Doğa, sürekli egomuzu büyüterek bizi geliştirir. Çağlar süren insan gelişimine bakarsak, yemek, seks, aile ve barınma gibi temel hayatta kalma arzularından -mağara sakinleri olarak sahip olduğumuz arzulardan- medeniyetler olarak geliştiğimizde ortaya çıkan para, onur, kontrol ve bilgi gibi egoist arzulara kadar olan gelişimi görebiliriz.

Ego ne kadar büyürse, o kadar az sakin kalırız.

Kızgınlık, tedirginlik ve stres, kargaşanın nedeni olarak insan egomuzun farkına varmamız ve böylece egonun üzerine çıkmak için samimi yeni bir arzu geliştirmek için, doğanın bizi hissetmeye teşvik ettiği durumlardır.

Bu noktada, egonun üzerine çıkmak için cesaret ve güven hissettiğimiz destekleyici bir ortama ihtiyacımız vardır.

Böyle bir ortamın bir yönü, bizi insan egosunun üzerine yükseltmeyi amaçlayan düzenli öğrenme ve faaliyetlerdir, bu da bizi dengemizi bozacak her türlü kızgınlığa karşı korur.

Başka bir deyişle, çevremizle olan dengesizliğimizin kaynağının ego olduğunu kabul ederek ve egonun üzerine çıkmak için kendimizi düzenli olarak kalibre ederek, destekleyici çevremizi güçlendirmemiz gerekecek ve bu da yaşadığımız her türlü durumu kendi başımıza bırakıldığımızdan, daha hızlı atlatmamıza yardımcı olacaktır.

“Tanrı İle Doğa Arasındaki Fark Nedir?” (Quora)

“ ‘Doğa’nın (İbranice ‘HaTeva‘ [‘הטבע’]) ‘Tanrı’nın (İbranice ‘Elohim‘ [‘אלהים’]) ile aynı sayısal değere—seksen altı, sahip olduğu şeklindeki Kabalistlerin sözleriyle hemfikir olmak ve kabul etmek, bizim için en iyisidir. O zaman, Tanrı’nın kanunlarına ‘doğanın emirleri [Mitzvot]’ veya tam tersini (Tanrı’nın emirlerine [Mitzvot] ‘doğanın kanunları’ adıyla) söyleyebileceğim, çünkü onlar bir ve aynı şeydir.” – Kabalist Yehuda Ashlag (Baal HaSulam), “Barış.”

Kabalistlerin eşit olarak “doğa” veya “Tanrı” olarak adlandırdıkları, doğa sisteminden başka hiçbir şey yoktur ve bizler bu sistemin ayrılmaz parçalarıyız.

Dolayısıyla tek bir Tanrı vardır dediğimizde, parçası olduğumuz bu tek sistemde, tek bir kuvvet dışında hareket eden hiçbir şey olmadığı anlamına gelir.

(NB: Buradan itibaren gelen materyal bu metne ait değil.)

PR #2121, opened 2019-12-04
mcu: stm32: convert remaing families to syscfg clocking system

utzig:


utzig:
@kasjer This already configures the Olimex-P103 and Bluepill boards to run at 72MHz like you did in #2118.

PR #9044, opened 2025-03-07
Make serial parallel_for "polyfill" iterate backwards in debug builds

swolchok:
Catches users who assume it goes forwards in order (like my attempt to use parallel_for in reductions, whoops).


swolchok:
* (to be filled)

JacobSzwejbka (approved):
The debug loop looks fine to me, though do we have much other NDEBUG ifdefs in the codebase? Is that a mode people often use with ET?

swolchok:
>  Is that a mode people often use with ET?

Release builds define NDEBUG. it's the same macro that gates `assert`.

PR #9053, opened 2025-03-07
[cadence][g3] enable fp32 permute

zonglinpeng:
Summary: titled

Differential Revision: D70796738


backends/cadence/fusion_g3/operators/op_permute_copy.cpp
```diff
@@ -156,4 +157,4 @@ Tensor& permute_copy_out(
 } // namespace native
 } // namespace G3
 } // namespace impl
-} // namespace cadence
\ No newline at end of file
+} // namespace cadence
```
mcremon-meta, line 160: if linter is ok, probably doesn't matter :)

mcremon-meta (approved):

PR #9056, opened 2025-03-07
Split delinearize_index out of broadcast_util

swolchok:
Left an #include behind for backward compatibility. Just needed so that broadcast_indexes_range.h can use delinearize_index


swolchok:
* (to be filled)

kernels/portable/cpu/util/delinearize_index.h
```diff
@@ -0,0 +1,43 @@
...
+ * @param[in] linear_index The flattened index
+ * @param[in] shape The tensor shape
+ * @param[out] out_indexes The per-dimension indexes
+ * @param[in] out_indexes_len The maximum size of the out_indexes array
+ * @returns void
+ */
+void delinearize_index(
+    size_t linear_index,
+    executorch::aten::ArrayRef<Tensor::SizesType> shape,
+    size_t* out_indexes,
```
JacobSzwejbka, line 26: we have Span fwiw.

extension/threadpool/test/CMakeLists.txt
```diff
@@ -12,28 +14,14 @@
 #
 
 cmake_minimum_required(VERSION 3.19)
-project(extension_parallel_test)
-
-# Use C++17 for test.
-set(CMAKE_CXX_STANDARD 17)
```
JacobSzwejbka, line 18: Why'd the standard line go away?

extension/parallel/thread_parallel.h
```diff
@@ -8,46 +8,7 @@
...
-namespace executor {
-// TODO(T197294990): Remove these deprecated aliases once all users have moved
-// to the new `::executorch` namespaces.
-using ::executorch::extension::get_thread_num;
-using ::executorch::extension::parallel_for;
-using ::executorch::extension::set_thread_num;
-} // namespace executor
-} // namespace torch
+// This header is a stub left behind after the move to
+// executorch/runtime/kernel. As such, it is deprecated; include and
```
JacobSzwejbka, line 12: were any of our tutorials using thread_parallel.h?

JacobSzwejbka (approved):

extension/threadpool/test/CMakeLists.txt
swolchok: we don't need it

extension/parallel/thread_parallel.h
swolchok: fbgs says no

kernels/portable/cpu/util/delinearize_index.h
swolchok: Not particularly interested in changing API here because 1) out of scope for this diff 2) might break backward compatibility 3) don't see a reason to migrate between the two equivalent reference-to-array classes.

PR #9058, opened 2025-03-07
Use template instead of duplicating code in elementwise_util.h

swolchok:
Now all the apply functions share a common implementation, which means further changes (e.g., parallel_for, generating specialized dtypes for the case where all inputs have the same type) don't need to be repeated 3 times.

(Interestingly, this seems to increase the effectiveness of the following parallelization change. Not entirely sure why, but I checked the generated code for optimized op_where and it seems to have improved, which is surprising.)


swolchok:
* (to be filled)

JacobSzwejbka (approved):

PR #9069, opened 2025-03-08
Include custom ops in xnn_executor_runner if they're built

swolchok:
(We should probably merge xnn_executor_runner and executor_runner if there's no particular use for a portable-only runner, but hey this is an incremental improvement.)


swolchok:
* (to be filled)

backends/xnnpack/CMakeLists.txt
```diff
@@ -124,6 +124,10 @@ else()
   list(APPEND xnn_executor_runner_libs portable_ops_lib)
 endif()
 
+if(EXECUTORCH_BUILD_KERNELS_CUSTOM)
+  list(APPEND xnn_executor_runner_libs custom_ops)
```
iseeyuan, line 128:
```suggestion
  list(APPEND xnn_executor_runner_libs $<LINK_LIBRARY:WHOLE_ARCHIVE,custom_ops>)
```

iseeyuan: The above diff works for me.

swolchok: fixed

iseeyuan (approved):
Let's land it!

Gerçeklikte hareket eden bu tek gücün arzusu, bizi onunla bağa getirmektir – zorlama yoluyla değil, olumlu bir şekilde farkındalık yoluyla.

Bu gücü iyi ve iyiliksever olarak anladığımız, hissettiğimiz ve edindiğimiz kadar, ona bağlı kalabilir ve tam farkındalık düzeyine ulaşabiliriz.

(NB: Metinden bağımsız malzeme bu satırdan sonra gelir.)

PR #9076, opened 2025-03-10
fix lintrunner

cccclai:
Fix the lint runner error from https://github.com/pytorch/executorch/pull/8857

### DIFF
--- a/backends/cadence/aot/remove_ops.py
+++ b/backends/cadence/aot/remove_ops.py
@@ -808,7 +808,9 @@ class RemoveBranchedQuantDequant(ExportPass):
 
 
 class RemoveCatFromSliceCopyPass(ExportPass):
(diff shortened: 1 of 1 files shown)


kirklandsign (approved):

zonglinpeng (approved):
Ah good to know the trick! Thought "advice" wouldnt break global lint. Thank you for the fix

backends/cadence/aot/remove_ops.py
```diff
@@ -808,7 +808,9 @@ def remove_branched(
 
 
 class RemoveCatFromSliceCopyPass(ExportPass):
-    def _remove_unused_cat(self, graph_module: torch.fx.GraphModule) -> None:
+    def _remove_unused_cat(  # noqa: C901
+        self, graph_module: torch.fx.GraphModule
+    ) -> None:
```
larryliu0820, line 813: Would also be good if we can actually reduce the complexity of this function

Erkek Ve Kadın: İdeal Bir İlişki

Fiziksel dünyada, bir erkekle bir kadın arasındaki ilişkilerin başlangıcını ve sonunu çok sık gözlemleriz çünkü dünyamız egoist bir temel üzerine kuruludur. Bu manevi dünyada olamaz çünkü sonsuz bir süreklilik, “sonsuz bir doyum” vardır.

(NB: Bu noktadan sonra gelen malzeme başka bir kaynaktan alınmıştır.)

PR #9077, opened 2025-03-10
Build flatc for the host instead of the target platform

### LINKED ISSUE #7260: Flatc should be built for the host rather than the target when cross-compiling
### 🐛 Describe the bug

https://github.com/pytorch/executorch/blob/a6841d565f707fc5953d61a008ab17fd75023266/CMakeLists.txt#L478

It could be fixed with something like this.
``` diff
diff --git a/CMakeLists.txt b/CMakeLists.txt
index 46fec4cf0..62dfa6e62 100644
--- a/CMakeLists.txt
+++ b/CMakeLists.txt
@@ -475,12 +475,24 @@ if(EXECUTORCH_BUILD_FLATC)
       OFF
       CACHE BOOL ""
   )
-  add_subdirectory(third-party/flatbuffers)
 
-  # exir lets users set the alignment of tensor data embedded in the flatbuffer,
-  # and some users need an alignment larger than the default, which is typically
-  # 32.
-  target_compile_definitions(flatc PRIVATE FLATBUFFERS_MAX_ALIGNMENT=1024)
+  if(CMAKE_CROSSCOMPILING)
+    set(FLATC_EXECUTABLE  ${CMAKE_BINARY_DIR}/_host_build_flatbuffers/flatc)
+    execute_process(
+      COMMAND
+        ${CMAKE_COMMAND} ${CMAKE_CURRENT_SOURCE_DIR}/third-party/flatbuffers -DCMAKE_C_FLAGS=-DFLATBUFFERS_MAX_ALIGNMENT=1024 -B${CMAKE_BINARY_DIR}/_host_build_flatbuffers
+    )
+    execute_process(
+      COMMAND ${CMAKE_COMMAND} --build ${CMAKE_BINARY_DIR}/_host_build_flatbuffers -j
+    )
+  else()
+    add_subdirectory(third-party/flatbuffers)
+
+    # exir lets users set the alignment of tensor data embedded in the flatbuffer,
+    # and some users need an alignment larger than the default, which is typically
+    # 32.
+    target_compile_definitions(flatc PRIVATE FLATBUFFERS_MAX_ALIGNMENT=1024)
+  endif()
 endif()
 if(NOT FLATC_EXECUTABLE)
   message(
```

Soru: Bir insanın protein yaşamı (fiziksel ya da dünyevi yasami) için manevi kuralların ideal kullanımı nedir?

Cevap: Yaradan ile yaratılan arasındaki ilişki gibi olmaktır! Buradaki varlığımızın amacı budur; Yaradan ile sonsuz, büyük ve güçlü olan temas hakkında bilgi edinmek ve bunu sonsuzluk dünyasından bizim dünyamıza kadar her seviyede inşa etmek. Bu, insanın son ıslahıdır. Ve doğanın geri kalanı da insana dâhildir.

Bir erkek ve bir kadın arasındaki ideal ilişki, birbirlerini doğru bir şekilde tamamlamaya başladıklarında gerçekleşir ve böylece ihsan etme ve sevginin gücü olan Yaradan aralarında ifşa olur. Üst bir edinim yoksa bu gerçekleşemez.

Bu nedenle, bizim dünyamızın seviyesinden hiçbir şey çözülemez.